A binary format would be tougher to get right, have to address all questions as the textual formats, but potentially be more flexible and could address the internal identifier issue systematically. Some of this was engineered around 2010 for MPI, by @cwintersteiger, but subsequently bit-rot. Features that would have to be serializable:

• model and proof transformers
• smt-context state
• sat solver state
• maybe nlsat, qsat, other solver states
• ast-manager state An OS-based approach, with native snapshots would be nicer to administrate. This would be outside of Z3.

[bj2015]

Thanks for the in-depth answer.

Regarding 1, I wonder if adding a configuration option to
save state to a file if a solver is interrupted will be a way
to go.

Sure, one does not need an extra key combination, one can also repurpose SIGINT for that.

The text-based format is not a problem, as long as resuming from it is faster than re-solving from scratch based on the original SMTLIB input.
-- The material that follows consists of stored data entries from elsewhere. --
PR #8, opened 2015-05-31
Completed Bank Account Project

carjug:
I finished the Bank Account Project through all of the Breakfast requirements and most of Lunch (sans the reset_checks method). All of my specs are green. However I would like some feedback on how to better my specs in terms of length. I felt like I was repeating myself a bunch and I want to learn how to make specs that are more concise.

Thanks!


lib/classes/account.rb
```diff
@@ -0,0 +1,30 @@
...
+      if initial_balance < 0
+        raise ArgumentError.new, "Cannot have a negative account balance"
+      end
+      @id              = id
+      @current_balance = initial_balance
+    end
+
+    def withdraw(amount)
+      @current_balance -= amount
+      if amount > @current_balance
```
kariabancroft, line 15: Would you want to do the error check after you subtracted the amount or before?

lib/classes/account.rb
```diff
@@ -0,0 +1,30 @@
...
+      end
+      return @current_balance
+    end
+
+    def deposit(amount)
+      @current_balance += amount
+    end
+
+    def balance
+      @current_balance
```
kariabancroft, line 26: You could also name your instance variable `@balance` and then you wouldn't need this separate method, you could just use the attr_accessor

lib/classes/checking_account.rb
```diff
@@ -0,0 +1,26 @@
...
+    end
+
+    def withdraw_using_check(amount)
+      if amount > (@current_balance + 10)
+        raise ArgumentError.new, "You cannot overdraw more than -$10 of your account balance."
+      end
+      @check_use ||= 1
+       if @check_use <= 3
+        @current_balance -= amount
+      else @check_use > 3
```
kariabancroft, line 16: You can just an `else` here rather than specifying a condition

lib/classes/checking_account.rb
```diff
@@ -0,0 +1,26 @@
...
+    def withdraw(amount)
+      super
+      return (@current_balance -= 1)
+    end
+
+    def withdraw_using_check(amount)
+      if amount > (@current_balance + 10)
+        raise ArgumentError.new, "You cannot overdraw more than -$10 of your account balance."
+      end
+      @check_use ||= 1
```
kariabancroft, line 13: Nice use of the conditional assignment

lib/classes/savings_account.rb
```diff
@@ -0,0 +1,28 @@
...
+    def initialize(id, initial_balance)
+      super
+      if @current_balance < 10
+        raise ArgumentError.new, "Initial deposit must be greater than 10"
+      end
+    end
+
+    def withdraw(amount)
+      super
+      if amount > (@current_balance - 10)
```
kariabancroft, line 14: I think you will have a similar issue to what I pointed out in the base Account class because of the fact that you set the `@current_balance` before you check that it will not take the balance too low.

lib/classes/savings_account.rb
```diff
@@ -0,0 +1,28 @@
...
+        raise ArgumentError.new, "Savings cannot go below 10"
+      end
+      return (@current_balance -= 2)
+    end
+
+    def add_interest(rate)
```
kariabancroft, line 20: It seems like all of these variables are set as instance variables unnecessarily. I don't think `@rate` and `@interest` are needed anywhere else outside of this method.

spec/specs/account_spec.rb
```diff
@@ -0,0 +1,66 @@
...
+
+    it "checks if it has one parameter" do
+      expect(@account).to respond_to(:withdraw).with(1).arguments
+    end
+
+    it "does not allow the account to go negative" do
+      expect{@account.withdraw(15)}.to raise_error(ArgumentError)
+    end
+
+    it "returns :initial_balance" do
```
kariabancroft, line 35: I think you want this to be current balance, correct?

spec/specs/account_spec.rb
```diff
@@ -0,0 +1,66 @@
+require 'spec_helper'
+require 'bank_accounts'
+
+describe BankAccount::Account do
+
+  context "when .new is called" do
```
kariabancroft, line 6: These are good tests to verify the correct constructor setup

spec/specs/account_spec.rb
```diff
@@ -0,0 +1,66 @@
...
+      expect{@account.withdraw(15)}.to raise_error(ArgumentError)
+    end
+
+    it "returns :initial_balance" do
+      expect(@account.withdraw(4)).to eq(6)
+    end
+  end
+
+  context "when #deposit method is called"do
+    it "has a #withdraw method" do
```
kariabancroft, line 41: I think this is just a copy/pasta name mismatch

spec/specs/account_spec.rb
```diff
@@ -0,0 +1,66 @@
...
+    it "checks if it has one parameter" do
+      expect(@account).to respond_to(:deposit).with(1).arguments
+    end
+
+    it "returns :initial_balance" do
+      expect(@account.deposit(4)).to eq(14)
+    end
+  end
+
+  context "when #balance method is called" do
```
kariabancroft, line 54: It might be worthwhile to have another test that executes either the withdraw or deposit methods and then checks that the balance is correct

spec/specs/checking_spec.rb
```diff
@@ -0,0 +1,54 @@
...
+    it "incurs a fee of $2 when check_use is > 3" do
+      4.times do @checking.withdraw_using_check(1)
+      end
+      expect(@checking.balance).to eq(14)
+    end
+  end
+end
+
+
+
```
kariabancroft, line 52: You may still also want to include tests for the deposit method even though it is inheriting behavior from the overall Account.

lib/classes/account.rb
carjug, line 15: Probably would want to error check before :+1:

lib/classes/checking_account.rb
carjug, line 13: One of my fav things about this project ! :100:

lib/classes/savings_account.rb
carjug, line 14: Good point!

lib/classes/savings_account.rb
carjug, line 20: Haha! I think I was paranoid about when and when not to use them because I didn't understand the difference very well, so I just defaulted to using them always forever. 
I have a better idea now of when and when not to use an instance variable. :)

spec/specs/account_spec.rb
carjug, line 35: Yes. Lol.

spec/specs/account_spec.rb
carjug, line 6: I miss tests!

carjug:
Thanks for the feedback @kariabancroft <3
I look at this project now and kind of can't remember where I was at in my learning, so it's super difficult to imagine refactoring, but it's also awesome that I know what you're talking about in all of your comments :)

I also do not intend to do anything with the persisted states apart from resuming Z3 from them.

Could you elaborate on what you mean by "bound to lose lemmas". Is this a mere performance issue (Z3 is able to re-derive these lemmas when resumed) or could this potentially result in unsoundness?
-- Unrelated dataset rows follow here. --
PR #9, opened 2015-05-31
Complete Bank Accounts Project - Lunch and part of Dinner

acmei:
I completed the requirements through Lunch and some Dinner. I added an additional method to round the balance values down to the hundredths position, this is instead of using the Float.round method which rounds up if the thousandths position is >= 5. I figured banks would round down. I'd like to learn how to DRY up the withdraw_using_check method in my CheckingAccount class. Also, I used pry to do some debugging.


roseaboveit:
I'm starting this review, it may take a few days but I'll post a top level message again when I'm complete.

Elffers:
@roseaboveit FYI, you can assign yourself to this PR in the right hand sidebar, rather than saying you're starting the review via comment :)

lib/bank_accounts/account.rb
```diff
@@ -0,0 +1,45 @@
...
+  class Account
+
+    attr_reader :id, :balance
+
+    # Rounds float value down to hundredths position
+    # For example 10.2599 rounds to 10.25
+    def round_to_hundredths(n)
+      n = (((n * 100).floor) / 100.0)
+      return n
+    end
```
roseaboveit, line 13: I like your round_to_hundredths implementation. You have clearly considered the context of your program.

lib/bank_accounts/account.rb
```diff
@@ -0,0 +1,45 @@
...
+module BankAccounts
+  class Account
+
+    attr_reader :id, :balance
+
+    # Rounds float value down to hundredths position
+    # For example 10.2599 rounds to 10.25
+    def round_to_hundredths(n)
+      n = (((n * 100).floor) / 100.0)
+      return n
```
roseaboveit, line 12: Ruby has implicit returns so you don't need line 12 at all. 
The last line of the method is setting a variable so that variable is what will automatically be returned by the method.

lib/bank_accounts/account.rb
```diff
@@ -0,0 +1,45 @@
...
+
+      # Raises warning if withdraw amount is greater than present balance
+      if amount > @balance
+        raise ArgumentError.new "INSUFFICIENT FUNDS\nYour current balance is $#{round_to_hundredths(@balance)}."
+
+      # Return the updated balance once money is withdrawn from the account
+      else
+        @balance -= amount
+      end
+      return @balance = round_to_hundredths(@balance)
```
roseaboveit, line 35: Similarly to above, the implicit return rule exists here. So at the very least you can drop the word `return`

Another question to consider. At what points in the user flow do we need to round to hundredths? If the balance coming into this method already is rounded to hundredths and a manual withdrawal or deposit can't have more significant digits than pennies, do we need to round to hundredths at the end of a manual deposit or withdrawal?

lib/bank_accounts/account.rb
```diff
@@ -0,0 +1,45 @@
+require 'pry'
+
+module BankAccounts
+  class Account
+
+    attr_reader :id, :balance
```
roseaboveit, line 6: I like that you chose to consistently use attr_reader in your classes.

lib/bank_accounts/checking.rb
```diff
@@ -0,0 +1,55 @@
+require 'pry'
+
+module BankAccounts
+  class CheckingAccount < Account
+
+    attr_reader :balance, :checks_used
+
+    def initialize(id, initial_balance)
+      # inherit from Account class
+      super
```
roseaboveit, line 10: :+1: yay `super`

lib/bank_accounts/checking.rb
```diff
@@ -0,0 +1,55 @@
...
+
+      # start with 0 checks used
+      @checks_used = 0
+    end
+
+    def withdraw(amount)
+      #incur a fee of $1 with each withdrawal
+      amount += 1
```
roseaboveit: Transaction fee in the instructions is $2. Always good to double check details before committing to master.

lib/bank_accounts/checking.rb
```diff
@@ -0,0 +1,55 @@
...
+
+    def initialize(id, initial_balance)
+      # inherit from Account class
+      super
+
+      # start with 0 checks used
+      @checks_used = 0
+    end
+
+    def withdraw(amount)
```
roseaboveit, line 16: Since there are multiple withdrawal methods it may be good to rename this one to be more specific. Is this withdrawal via ATM?

lib/bank_accounts/checking.rb
```diff
@@ -0,0 +1,55 @@
...
+      # no transaction fee for 3 or fewer checks
+      else
+        if (@balance - amount) < -10
+          raise ArgumentError.new "OVERDRAFT WARNING - only $10 overdraft allowed. Your current balance is #{round_to_hundredths(@balance)}."
+        else
+          @balance -= amount
+        end
+        return @balance = round_to_hundredths(@balance)
+      end
+    end
```
roseaboveit, line 36: Great job getting this working! That is the most important thing! 

You may notice that you have a lot of duplication in structure here. One option for refactor might be moving around the order of the control flow. Lines 31-36 are identical to lines 40-45. 

When I see these nestings I reach for a couple tools. 

One is reorganization. Here I'm thinking, do I really care about the number of checks used if they are overdrawn and we won't cash their check anyway? Perhaps we should check for that first and only deal with checks if we would process them.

It seems @cwintersteiger already build quite a bit of infrastructure for this. Was MPI aiming at something similar? When you say that a) there is still a lot to do and b) the existing infrastructure is bit-rotting since 2010, I guess it is not reasonable to expect this to be supported in some not-so-distant future release?

The OS-based approach seems like a good alternative. However, just like Z3 our application runs cross-plattform, and we would hence need to find a solution on at least 3 different OSs.

I think I will first try to realize this on the level of VirtualBox or Docker. I will report back to you on whether this provides a sufficient solution.

[NikolajBjorner]

I will add a "solver.cancel_backup_file=" parameter. To test it, it would be useful with some representative workloads. The SAT blasted workload uses one code-path, the SMT-workload will need code revisions in the SMT solver. Optimization, NLSat, Qsat and Fixedpoint workloads will not be included in this. In the current serializer, when solving using assumptions, the assumptions get added as assertions so they will be lost too. This can be changed, but depends on if there is a use case for this.

[bj2015]

I will add a "solver.cancel_backup_file=" parameter. That sounds great! I will take a look at it.

to test it, it would be useful with some representative workloads. The SAT blasted workload uses one code-path, the SMT-workload will need code revisions in the SMT solver. Optimization, NLSat, Qsat and Fixedpoint workloads will not be included in this.

That is ok from my perspective. We are mainly using SAT, but can extend our models with Integers, Floats, etc. Therefore, we are able to test whatever combination currently works.

In the current serializer, when solving using assumptions, the assumptions get added as assertions so they will be lost too. This can be changed, but depends on if there is a use case for this.

"Solving with Assumptions" means passing a list of assumptions to the (check-sat)-command, right? I don't think it is important to preserve these. When using assumptions, one is usually passing a different set to every (check-sat)-command anyway...

[tthuem]

I followed your discussion, as I'm also interested in resuming Z3 based on previous instances. I have two questions to understand better what are the consequences of resuming the solver:

1. I'm wondering too which extent the solver state is stored now (i.e., all learned clauses)? In other words, can we expect the same performance when resuming solvers (or is it likely to be slower as it misses some of the already computed internal state)?

2. Furthermore, I would like to understand whether user and learned constraints can be distinguished in the export? While the distinction of learned clauses is not necessary for check-sat, it would be interesting when computing MUS (i.e., minimal/minimum unsatisfiable subsets), which are supposed to not include learned clauses.